** What you have to do **
When the line containing "As discussed in" is reached, begin transcribing. Continue exactly through the final line of the listing, and return nothing else.

** Data extracts **
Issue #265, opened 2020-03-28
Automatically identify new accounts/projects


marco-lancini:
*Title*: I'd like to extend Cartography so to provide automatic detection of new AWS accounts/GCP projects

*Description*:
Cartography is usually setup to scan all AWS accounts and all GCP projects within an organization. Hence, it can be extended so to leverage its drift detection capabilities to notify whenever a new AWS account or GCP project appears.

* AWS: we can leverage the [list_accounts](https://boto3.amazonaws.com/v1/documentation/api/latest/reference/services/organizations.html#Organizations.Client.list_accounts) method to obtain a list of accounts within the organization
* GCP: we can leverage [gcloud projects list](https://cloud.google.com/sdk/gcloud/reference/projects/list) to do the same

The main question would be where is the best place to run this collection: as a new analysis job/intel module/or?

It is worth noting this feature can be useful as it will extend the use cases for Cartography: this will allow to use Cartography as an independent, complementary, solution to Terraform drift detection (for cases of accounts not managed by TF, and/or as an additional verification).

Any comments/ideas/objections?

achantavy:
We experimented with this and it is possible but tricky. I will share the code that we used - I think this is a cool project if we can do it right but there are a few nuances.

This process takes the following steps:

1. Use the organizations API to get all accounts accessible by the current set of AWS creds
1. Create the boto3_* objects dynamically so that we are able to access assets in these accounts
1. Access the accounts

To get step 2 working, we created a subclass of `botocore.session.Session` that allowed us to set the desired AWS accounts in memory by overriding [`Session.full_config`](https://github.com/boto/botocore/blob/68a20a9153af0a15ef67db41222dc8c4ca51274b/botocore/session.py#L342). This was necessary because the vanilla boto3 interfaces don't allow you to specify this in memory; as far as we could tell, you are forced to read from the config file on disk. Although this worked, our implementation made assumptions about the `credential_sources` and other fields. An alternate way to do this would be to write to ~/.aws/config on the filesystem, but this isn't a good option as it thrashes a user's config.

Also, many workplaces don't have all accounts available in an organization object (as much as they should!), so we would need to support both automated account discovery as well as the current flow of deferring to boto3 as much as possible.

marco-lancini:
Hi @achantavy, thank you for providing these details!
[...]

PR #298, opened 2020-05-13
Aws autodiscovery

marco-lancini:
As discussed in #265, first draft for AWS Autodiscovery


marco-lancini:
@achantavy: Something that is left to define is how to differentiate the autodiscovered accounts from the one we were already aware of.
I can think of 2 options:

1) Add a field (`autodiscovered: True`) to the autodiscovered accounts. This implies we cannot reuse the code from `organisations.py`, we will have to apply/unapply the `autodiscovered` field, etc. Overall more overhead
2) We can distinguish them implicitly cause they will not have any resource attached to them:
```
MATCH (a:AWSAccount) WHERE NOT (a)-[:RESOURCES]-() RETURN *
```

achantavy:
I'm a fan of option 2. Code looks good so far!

** Task output **
As discussed in #265, first draft for AWS Autodiscovery


marco-lancini:
@achantavy: Something that is left to define is how to differentiate the autodiscovered accounts from the one we were already aware of.
I can think of 2 options:

1) Add a field (`autodiscovered: True`) to the autodiscovered accounts. This implies we cannot reuse the code from `organisations.py`, we will have to apply/unapply the `autodiscovered` field, etc. Overall more overhead
2) We can distinguish them implicitly cause they will not have any resource attached to them:
```
MATCH (a:AWSAccount) WHERE NOT (a)-[:RESOURCES]-() RETURN *
```

achantavy:
I'm a fan of option 2. Code looks good so far!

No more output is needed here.